Armoede in Afrika - bron: helpt meer handel tegen armoede?


Ontwikkelingssamenwerking en handel gaan bij de Europese Unie hand in hand. De EU stelt zich op het standpunt dat handel economische groei bevordert. En groei levert een land meer geld op dat vervolgens aan onderwijs, gezondheidszorg enz. kan worden uitgegeven.

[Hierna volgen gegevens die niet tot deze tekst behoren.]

PR #316, opened 2026-05-06
Close #213: honor post-success listeners that may block authentication

### LINKED ISSUE #213: Infinite redirection loop problem
**Bundle version**: 7.0.0
**Symfony version**: 7.0.1
**PHP version**: 8.2.10

**Description**

Throwing an exception in `user_checker` `checkPostAuth()` ends in infinite redirection loop.

**To Reproduce**

0. Configure bundle using email tokens.
1. Add user checker in `security.yaml`
```yaml
security:
  firewalls:
    website:
      lazy: true
      provider: app_user_provider
      user_checker: App\Security\UserChecker
      ...
```
2. `App\Security\UserChecker`
```php
<?php

namespace App\Security;

use Symfony\Component\Security\Core\Exception\CredentialsExpiredException;
use Symfony\Component\Security\Core\User\UserCheckerInterface;
use Symfony\Component\Security\Core\User\UserInterface;

class UserChecker implements UserCheckerInterface
{
    public function checkPreAuth(UserInterface $user): void
    {
    }

    public function checkPostAuth(UserInterface $user): void
    {
        throw new CredentialsExpiredException();
    }
}
```

3. Now login as usual, enter the code from the mail, submit form and you will get the infinite redirection loop.

image

giosh94mhz:
### Description

Symfony’s standard authentication includes several "post-checks" that run immediately after a successful login, most notably `TwoFactorAuthenticator::onAuthenticationSuccess`.

Starting with Symfony 7.x and 2fa-bundle 7.x (and possibly others), these listeners can generate a loop-redirect, as described in #213.

### The Issue

The root cause is that `TwoFactorToken` marks a provider as completed during badge verification. If an error occurs after this stage, the entire login process is left in an inconsistent state for several reasons:

1. There is no "current provider," even if the system is still processing a provider (e.g., TOTP).
2. At this point, the stored providers (i.e., `getTwoFactorProviders`) are empty, so the active token in `TokenStorage` is inconsistent
3. If authentication fails, the current authentication token is  already switched and the previous inconsistent token remains in storage.
4. Subsequent requests then generate a new "prepared providers" list, but no providers are available, triggering the failure loop.

### The Solution

During badge verification, providers **must not** be marked as complete in the `TwoFactorToken`, as this happens too early in the process. This is critical to keep `TwoFactorTokenInterface::getCurrentTwoFactorProvider` stable throughout the request and avoid the loop issue.

Instead, we need to identify another point to mark the `TwoFactorToken` provider as complete—ideally, at the very end of the authentication process.

By examining the `Symfony\Component\Security\Http\Authentication\AuthenticatorManager::executeAuthenticator` class, I see that the `AuthenticationEvents::AUTHENTICATION_SUCCESS` event (where `UserCheckers` and other checks run) is considered part of the standard process, as it is within the try-catch block. Immediately after this event, `$authenticator->onAuthenticationSuccess` is called, making it the right place to mark the flow as completed.

**Therefore, the solution is to mark the current provider for any `TwoFactorToken` that reaches `TwoFactorAuthenticator::onAuthenticationSuccess` as completed—not before.**

### Tests

I ran many tests in my application, which uses both stateful and stateless authenticators, as well as multiple post-authentication locks, and everything seems to work. However, we only have one OTP method, so the code for handling multiple OTP methods and `$this->dispatchTwoFactorAuthenticationEvent(TwoFactorAuthenticationEvents::REQUIRE, $request, $token)` still needs some testing.

### Minor Breaking Changes

I foresee two minor breaking changes:

1. Updating users may experience changes in `TwoFactorTokenInterface::getCurrentTwoFactorProvider`, e.g. from `null` to `totp` (though this is likely a fix rather than an issue, IMO).
2. The `TwoFactorTokenInterface::allTwoFactorProvidersAuthenticated` method will likely never return `true`, since the previous token forgot after `onSuccessfulAuthentication`.

The main struggle with `TwoFactorTokenInterface` is that the `setTwoFactorProviderComplete` method actually removes a provider from the token, which can cause glitches. My patch addresses this by requiring the authenticator to estimate the "on complete" status by comparing `getTwoFactorProviders` and the active providers. 

Regarding point 2, I may update the `TwoFactorToken` inside the authenticator success so that `TwoFactorTokenInterface::allTwoFactorProvidersAuthenticated` is updated for potential external classes still referencing the token and triggering in post-success events, like `TwoFactorAuthenticationEvents::COMPLETE`.

In a future release, `TwoFactorTokenInterface` may need a cleanup or an improvements to avoid this edge cases.

### DIFF
--- a/src/bundle/Security/Http/Authenticator/TwoFactorAuthenticator.php
+++ b/src/bundle/Security/Http/Authenticator/TwoFactorAuthenticator.php
@@ -29,17 +29,22 @@ use Symfony\Component\Security\Http\Authenticator\Passport\Badge\RememberMeBadge
 use Symfony\Component\Security\Http\Authenticator\Passport\Badge\UserBadge;
 use Symfony\Component\Security\Http\Authenticator\Passport\Passport;
 use Symfony\Contracts\EventDispatcher\EventDispatcherInterface;
+use Symfony\Contracts\Service\ResetInterface;
 use function assert;
 use function class_exists;
+use function count;
+use function spl_object_hash;
 
 /**
  * @final
  */
-class TwoFactorAuthenticator implements AuthenticatorInterface, InteractiveAuthenticatorInterface
+class TwoFactorAuthenticator implements AuthenticatorInterface, InteractiveAuthenticatorInterface, ResetInterface
 {
     public const FLAG_2FA_COMPLETE = '2fa_complete';
 
     private readonly LoggerInterface $logger;
+    /** @var TwoFactorTokenInterface[] */
+    private array $onCompleteTokens = [];
 
     public function __construct(
         private readonly TwoFactorFirewallConfig $twoFactorFirewallConfig,
@@ -51,6 +56,11 @@ class TwoFactorAuthenticator implements AuthenticatorInterface, InteractiveAuthe
         LoggerInterface|null $logger = null,
     ) {
         $this->logger = $logger ?? new NullLogger();
+    }
+
+    public function reset(): void
+    {
+        $this->onCompleteTokens = [];
     }
 
     public function supports(Request $request): bool|null
@@ -113,6 +123,7 @@ class TwoFactorAuthenticator implements AuthenticatorInterface, InteractiveAuthe
         if ($this->isAuthenticationComplete($twoFactorToken)) {
             $authenticatedToken = $twoFactorToken->getAuthenticatedToken(); // Authentication complete, unwrap the token
             $authenticatedToken->setAttribute(self::FLAG_2FA_COMPLETE, true);
+            $this->onCompleteTokens[spl_object_hash($authenticatedToken)] = $twoFactorToken;
 
             return $authenticatedToken;
         }
@@ -122,7 +133,10 @@ class TwoFactorAuthenticator implements AuthenticatorInterface, InteractiveAuthe
 
     private function isAuthenticationComplete(TwoFactorTokenInterface $token): bool
     {
-        return !$this->twoFactorFirewallConfig->isMultiFactor() || $token->allTwoFactorProvidersAuthenticated();
+        return !$this->twoFactorFirewallConfig->isMultiFactor()
+            || $token->allTwoFactorProvidersAuthenticated()
+            // The current provider is the last provider. It will be completed in onAuthenticationSuccess.
+            || 1 === count($token->getTwoFactorProviders());
     }
 
     public function onAuthenticationSuccess(Request $request, TokenInterface $token, string $firewallName): Response|null
@@ -132,9 +146,23 @@ class TwoFactorAuthenticator implements AuthenticatorInterface, InteractiveAuthe
 
         // When it's still a TwoFactorTokenInterface, keep showing the auth form
         if ($token instanceof TwoFactorTokenInterface) {
+            $currentProvider = $token->getCurrentTwoFactorProvider();
+            if (null !== $currentProvider) {
+                $token->setTwoFactorProviderComplete($currentProvider);
+            }
+
             $this->dispatchTwoFactorAuthenticationEvent(TwoFactorAuthenticationEvents::REQUIRE, $request, $token);
 
             return $this->authenticationRequiredHandler->onAuthenticationRequired($request, $token);
+        }
+
+        $twoFactorToken = $this->onCompleteTokens[spl_object_hash($token)] ?? null;
+        if (null !== $twoFactorToken) {
+            unset($this->onCompleteTokens[spl_object_hash($token)]);
+            $currentProvider = $twoFactorToken->getCurrentTwoFactorProvider();
+            if (null !== $currentProvider) {
+                $twoFactorToken->setTwoFactorProviderComplete($currentProvider);
+            }
         }
 
         $this->dispatchTwoFactorAuthenticationEvent(TwoFactorAuthenticationEvents::COMPLETE, $request, $token);
--- a/src/bundle/Security/Http/Authenticator/TwoFactorAuthenticator.php
+++ b/src/bundle/Security/Http/Authenticator/TwoFactorAuthenticator.php
@@ -123,6 +123,9 @@ class TwoFactorAuthenticator implements AuthenticatorInterface, InteractiveAuthe
         if ($this->isAuthenticationComplete($twoFactorToken)) {
             $authenticatedToken = $twoFactorToken->getAuthenticatedToken(); // Authentication complete, unwrap the token
             $authenticatedToken->setAttribute(self::FLAG_2FA_COMPLETE, true);
+
+            // Backwards compatibility for bundle version <=8
+            // Remember the token to set the provider complete in onAuthenticationSuccess
             $this->onCompleteTokens[spl_object_hash($authenticatedToken)] = $twoFactorToken;
 
             return $authenticatedToken;
@@ -156,13 +159,17 @@ class TwoFactorAuthenticator implements AuthenticatorInterface, InteractiveAuthe
             return $this->authenticationRequiredHandler->onAuthenticationRequired($request, $token);
         }
 
+        // Backwards compatibility for bundle version <=8
+        // In case the two-factor process was completed, $token is no longer a TwoFactorToken
+        // Set the provider completed on the remembered TwoFactorToken
         $twoFactorToken = $this->onCompleteTokens[spl_object_hash($token)] ?? null;
         if (null !== $twoFactorToken) {
-            unset($this->onCompleteTokens[spl_object_hash($token)]);
             $currentProvider = $twoFactorToken->getCurrentTwoFactorProvider();
             if (null !== $currentProvider) {
                 $twoFactorToken->setTwoFactorProviderComplete($currentProvider);
             }
+
+            unset($this->onCompleteTokens[spl_object_hash($token)]);
         }
 
         $this->dispatchTwoFactorAuthenticationEvent(TwoFactorAuthenticationEvents::COMPLETE, $request, $token);
--- a/tests/Security/Http/Authenticator/TwoFactorAuthenticatorTest.php
+++ b/tests/Security/Http/Authenticator/TwoFactorAuthenticatorTest.php
@@ -30,8 +30,10 @@ use Symfony\Component\Security\Http\Authenticator\Passport\Badge\CsrfTokenBadge;
 use Symfony\Component\Security\Http\Authenticator\Passport\Badge\RememberMeBadge;
 use Symfony\Component\Security\Http\Authenticator\Passport\Passport;
 use Symfony\Contracts\EventDispatcher\EventDispatcherInterface;
+use function array_values;
 use function assert;
 use function method_exists;
+use function reset;
 
 class TwoFactorAuthenticatorTest extends TestCase
 {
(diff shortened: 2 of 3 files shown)


src/bundle/Security/Http/Authenticator/TwoFactorAuthenticator.php
```diff
@@ -110,6 +110,9 @@ public function createToken(Passport $passport, string $firewallName): TokenInte
         assert($credentialsBadge instanceof TwoFactorCodeCredentials);
         $twoFactorToken = $credentialsBadge->getTwoFactorToken();
 
+        // Provider complete can only be marked this onAuthenticationSuccess, since others auth listener may still trigger failures
+        // $twoFactorToken->setTwoFactorProviderComplete($twoFactorToken->getCurrentTwoFactorProvider());
```
scheb: I'm wondering where in the process the provider is marked as completed, if it's no longer happening in AbstractCheckCodeListener.

Should this line actually be un-commented?

giosh94mhz: You are right to wonder, and the answer is... actually never. (I tried to explain it in the issue, hopefully I passed the language barrier :smile: ) 

We can't uncomment that line, that's why I explicitly added it so it's not attempted in the future. If you do, you get the same looping bug, since "post-auth" lister are executed right after the token is switched.

The correct place is always `TwoFactorAuthenticator::onSuccessfulAuthentication`, but at that point we no longer have the original `TwoFactorToken` only the `SymfonyToken` (or whatever token). So we have three solution:

1. doing nothing, as the token will be forgotten right away (also, the `TokenStorage` no longer contains it)
2. keep a local map like "SymfonyToken => TwoFactorToken", so that we can retrieve `TwoFactorToken`
3. add a temporary attribute on SymfonyToken like "otp_completed_token = TwoFactorToken" , and reset it after use on success event

I've (not) done solution 1 for the sake of simplicity, but we may implement solution 3 (my favorite) or solution 2 (more fair with SymfonyToken) if you prefer.

-- edit fixed typo

scheb: I understand the problem and I also understand what you're trying to do.

I believe you implemented and tested this solution under the assumption that there is only _one_ provider that needs to pass. But if you have `multi_factor: true` activated on the firewall, _all_ available providers need to pass, before the MFA phase is completed. That's why it's necessary to flag providers as completed, so that MFA can proceed with the next provider, until all have passed. If you don't do that, you'll end up in an endless loop with `multi_factor: true` enabled. You can actually try that out by running the test application in the `app` folder. You'll see that you're stuck in an endless loop, asking to enter the code for the `email` provider over and over again.

Related, this statement is actually not true:

> The correct place is always TwoFactorAuthenticator::onSuccessfulAuthentication, but at that point we no longer have the original TwoFactorToken only the SymfonyToken (or whatever token).

You can indeed have a `TwoFactorToken` in this method. That happens when `multi_factor: true` is configured and the there are still providers left. See `TwoFactorAuthenticator.php:139`. So maybe the solution is to flag the provider as completed in this method?

---

Side note on the test application in `app`: This is also where integration tests are located. Your changes are breaking some integration tests. May be related to the problem that I've just described with `multi_factor: true`. In any case, I highly recommend to run the integration tests to validate to check for any regressions.

giosh94mhz: Sorry for the late reply, I prefer to answer with some code :smile: 

I've found how to run Symfony phpunit tests inside the project, didn't noticed the double configuration and so I missed the test. The failures were caused by a missing line in my patch I submitted, in my local code I had already set a provider as completed right before the "REQUIRE" event, thus fixing the whole multi-factor authentication. You were right, in the code I submitted an infinite loop will trigger.

Regarding the "on complete" status of the TwoFactorToken iteself, I've implemented in a separate commit the solution I described as "2", that is using a temporary attribute to remember the token and fixing it right before the event. Not very proud of this commit, should you prefer other solutions let me know.

giosh94mhz: ...and fixed all the tests again. Sorry for the noise.

src/bundle/Security/Http/Authenticator/TwoFactorAuthenticator.php
```diff
@@ -122,7 +128,10 @@ public function createToken(Passport $passport, string $firewallName): TokenInte
 
     private function isAuthenticationComplete(TwoFactorTokenInterface $token): bool
     {
-        return !$this->twoFactorFirewallConfig->isMultiFactor() || $token->allTwoFactorProvidersAuthenticated();
+        return !$this->twoFactorFirewallConfig->isMultiFactor()
+            || $token->allTwoFactorProvidersAuthenticated()
+            // only one left, so it's "on complete"
+            || [(string) $token->getCurrentTwoFactorProvider()] === array_values($token->getTwoFactorProviders());
```
scheb: I'd rather go with approach `count($token->getTwoFactorProviders()) <= 1` to express "this is the last provider".

Also, I would comment  "The current provider is the last provider. It will be completed in onAuthenticationSuccess." to make the intention clear for future reference.

src/bundle/Security/Http/Authenticator/TwoFactorAuthenticator.php
```diff
@@ -132,11 +141,21 @@ public function onAuthenticationSuccess(Request $request, TokenInterface $token,
...
             $this->dispatchTwoFactorAuthenticationEvent(TwoFactorAuthenticationEvents::REQUIRE, $request, $token);
 
             return $this->authenticationRequiredHandler->onAuthenticationRequired($request, $token);
         }
 
+        if ($token->hasAttribute(self::TOKEN_2FA_COMPLETE)) {
+            $twoFactorToken = $token->getAttribute(self::TOKEN_2FA_COMPLETE);
+            $twoFactorToken->setTwoFactorProviderComplete($twoFactorToken->getCurrentTwoFactorProvider());
+            $token->setAttribute(self::TOKEN_2FA_COMPLETE, null);
+        }
```
scheb, line 173: I agree, this part isn't pretty. Feels like a "hack".

I'd say we don't need this necessarily. When the 2fa token is completed, the `TwoFactorToken` is replaced by the authenticated token. So changing the "complete" state for the last provider is not really necessary, since we're ditching the `TwoFactorToken` anyways. I checked, if we're removing this part, 2fa is still working fine, also in the multi-factor case. The important part is to call `setTwoFactorProviderComplete` in line 145.

So I'd say we're going with your "option 1" for when the 2fa process is finally completed: 

> doing nothing, as the token will be forgotten right away (also, the `TokenStorage` no longer contains it)

This will introduce a this small behavioral change, that you have previously described:

> Updating users may experience changes in TwoFactorTokenInterface::getCurrentTwoFactorProvider, e.g. from `null` to `totp` (though this is likely a fix rather than an issue, IMO).

I'd be okay with that. Also agree, that this may rather be a "fix".

scheb (commented):
Overall, looks good, thanks for the effort!

Please remove commented out code fragments for the final, clean implementation.

src/bundle/Security/Http/Authenticator/TwoFactorAuthenticator.php
giosh94mhz: > Please remove commented out code fragments for the final, clean implementation.

I removed most of the comments and updated the one you pointed out

> `count($token->getTwoFactorProviders()) <= 1`

Had to check `1 === count($token->getTwoFactorProviders())` as some other test failed otherwise

> So I'd say we're going with your "option 1" for when the 2fa process is finally completed: [...]

Once I implemented the "token trick" I was no longer sure it was a good idea of doing nothing until the next "major". It's a minor BC, but I don't like to break other people code.

>> keep a local map like "SymfonyToken => TwoFactorToken", so that we can retrieve TwoFactorToken

I've done the above solution (option 2), that is fully encapsulated in `TwoFactorAuthenticator`.

IMO, we may flag method `allTwoFactorProvidersAuthenticated` as `@deprecated` so that in the next major you may remove it, and revert my 2nd commit with the trick.

What do you think?

scheb: I'm good with that. Will have another look, once I find some time.

scheb: Looks good, resolving this thread.

tests/Security/Http/Authenticator/TwoFactorAuthenticatorTest.php
```diff
@@ -361,10 +383,11 @@ public function createToken_noMultiFactorAuthentication_returnAuthenticatedToken
         $twoFactorToken = $this->createTwoFactorToken($authenticatedToken, false);
         $passport = $this->createPassportWithTwoFactorCredentials($twoFactorToken);
 
-        $this->expect2faCompleteFlagSet($authenticatedToken);
+        $this->stubAttributes($authenticatedToken);
 
         $returnValue = $this->authenticator->createToken($passport, self::FIREWALL_NAME);
         $this->assertSame($authenticatedToken, $returnValue);
+        $this->assertTrue($authenticatedToken->getAttribute(TwoFactorAuthenticator::FLAG_2FA_COMPLETE));
```
scheb: Please revert all those changes in `TwoFactorAuthenticatorTest`, since they're not necessary with the current implementation.

What I'd like to have instead, is test coverage for the `onCompleteTokens` being set and processed.

scheb (changes requested):

tests/Security/Http/Authenticator/TwoFactorAuthenticatorTest.php
giosh94mhz: Sure I can, but give it a double check first, since the test code is not working as intended IMO.

The previous code had the following:

```php
         $authenticatedToken
            ->expects($this->any())
             ->method('setAttribute')
            ->with(TwoFactorAuthenticator::FLAG_2FA_COMPLETE, true);
```

Since the expectation is "any" it doesn't really test the code. I mean, nothing is tested if setAttribute isn't called, but nothing is asserted too when FLAG_2FA_COMPLETE is set since this is always true. You are just testing that no other "setAttribute" are called, but I don't think that is what you meant.

At the very least, the previous test `expect2faCompleteFlagSet` should assert that "atLeastOne" setAttribute is called (IIRC I tested that at first and some other test failed... I may try again if you wish)

scheb: You can change that to `once` / `atLeastOnce`. I don't remember why it's `any`. But all the other changes should be reverted, as they're now unrelated to the current state of the PR and a leftover of the previous implementation.

giosh94mhz: Done! :+1:

scheb: Thanks, much cleaner now. Though that brings me back to my original comment:

> What I'd like to have instead, is test coverage for the `onCompleteTokens` being set and processed.

giosh94mhz: Ok, implementing that test was.... hard!

The problem I faced is that all the "main tests" assumes that you can tests every single authentication method as a standalone concept, while the "app tests" -- that were already testing that path -- are not accounted for the code coverage.

I found a clean way to test all the new code, hopefully is good enough, but IMO you should merge the two coverage as a future improvement.

scheb (commented):
**Regarding merging test coverage from integration tests:** The purpose of the integration tests is to validate the behavior of the system at a high level. They're not meant to validate implementation details. Therefore, only the test coverage from unit tests is used, as it gives a much clearer picture which parts of the code are actually tested in detail.

**Regarding the tests:** I'm happy with the general approach of calling `createToken` and `onAuthenticationSuccess` together in the same test to create a test scenario. That said, there are still a few aspects of the implementation that would need to be adjusted before this is ready to be merged. To help move things along, I'll take it from here and make the remaining changes myself, as I think that may be the quickest path forward. Thanks again for the work you’ve put into this.

What I specifically will change to polish this:

- `stubTwoFactorTokenProviders` feels every "vibe coded" the way it works. It contains too much logic for a stub. Stubs are supposed to be simple, ideally just return values.
- `stubTwoFactorTokenProviders` is used in `onAuthenticationSuccess_authenticationIncomplete_dispatchSuccessAndRequireEvent` and the whole test setup to assert `setTwoFactorProviderComplete` is there, but then nothing is asserted.
- Asserts for the `setTwoFactorProviderComplete` code path are mixed into existing tests, which are there to test the events and not the state of the token. Extra conditions are "hidden" in these test, when they should actually have their own test.

scheb:
Merged into 7.x and 8.x. Will go out with the next release.

Thank you for your work and your patience :)

giosh94mhz:
Thank you @scheb! 

PS: by the way, there wasn't s single line of code that passed through AI, if something feels odd maybe I just misinterpreted your instructions :smile:

scheb:
Sorry for wrongly assuming there was AI code involved, my bad! 😅

scheb:
Released as v7.14.0 / v8.6.0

De Wereldhandelsorganisatie WTO stimuleert een vrije markt die in de eerste plaats bepaald wordt door de wetten van vraag en aanbod. Tot 2000 kregen de voormalige koloniën van Europa een voorkeursbehandeling van de Europese Unie. Melk uit bijvoorbeeld Tanzania was voor Europese consumenten goedkoper dan melk uit Zuid-Amerika. De WTO staat een dergelijke voorkeursbehandeling vanaf 2000 niet meer toe.

epaDaarom maakte de EU nieuwe handelsafspraken met voormalige koloniën, de zogeheten ACP-landen (African, Caribbean and Pacific countries). Die afspraken golden tot 2020 en heten Europese Partnerschapsakkoorden (EPA's). Deze EPA's zijn volgens de EU een 'hulpmiddel  voor ontwikkeling'.

Naar: ‘Economische Partnerschapsakkoorden (EPA’s)’ op https://www.europa-nu.nl/id/viomcfha0ihj/economische_partnerschapsakkoorden_epa_s

Maar veel leiders van ACP-landen hebben het niet altijd zo ervaren. Ze vinden dat de EPA's zo zijn opgesteld dat ze de beleidskeuzes en mogelijkheden van de ACP-regeringen beperken, en de gevolgen daarvan zijn ernstig.

De ACP-landen verloren bijvoorbeeld een deel van hun inkomsten uit de importbelastingen (op goederen uit o.a. Europa). Deze importbelasting was een van de weinige betrouwbare inkomstenbronnen die ze hadden. Een andere klacht was dat deze landen niet konden en kunnen concurreren met Europese producten, die vaak met subsidies worden geproduceerd en op markten in ontwikkelingslanden worden afgezet.

Een voorbeeld: diepgevroren kippendelen uit de EU op de binnenlandse markt van Kameroen. Hiervan kwam een deel uit Nederland. De geïmporteerde kippen waren goedkoper dan de kippen die de lokale boeren in Kameroen produceerden. Door de concurrentie van deze goedkope kippendelen raakten de pluimveehouders in Kameroen een deel van hun afzet, en daarmee een deel van hun inkomsten kwijt.

Een ander voorbeeld was de massale invoer uit de EU van  tomatenproducten in Ghana. Vooral blikjes puree werden populair, vooral onder stadsbewoners in Ghana, want ze waren goedkoop, handig in het gebruik, bedierven minder snel dan verse tomaten, en bovendien was de puree door toevoeging van suiker zoet gemaakt.

Al snel wenden stadsbewoners aan de zoete smaak van de Europese puree en lieten hun in eigen land gemaakte, niet-gezoete puree links liggen, omdat die bitter smaakt.

tomateninblik

De Coalitie voor Ghanese Handel en Levensonderhoud liet het er niet bij zitten en organiseerde een protestmars tegen de goedkope invoer. De demonstranten boden aan de regering een petitie aan, waarin ze vroegen om vooral steun te geven aan de eigen lokale producenten van tomaten en tomatenproducten.

Een van de gedupeerde boeren is Comfort Mantey, lid van de Matsekope Tomatencoöperatie. Om de concurrentie van goedkope tomatenproducten uit de EU het hoofd te kunnen bieden, wilde de coöperatie financiele steun hebben om de productie en de kwaliteit van hun tomaten te verbeteren. Maar omdat de afzet van hun verse tomaten door de goedkope invoer onzeker was geworden, waren banken huiverig om een lening aan de coöperatie te verstrekken. Comfort Mantey:

“Om aan het benodigde geld te komen, moest ik eerst geld verdienen in de zoutwinning. Dat kost tijd, ik kon pas laat in het seizoen beginnen met de verbouw van tomaten. Toen de oogst klaar was, waren de prijzen laag. Volgens de tomatenopkopers kopen de mensen in de stad steeds minder verse tomaten. Ze mixen verse tomaten met geïmporteerde tomatenpuree.”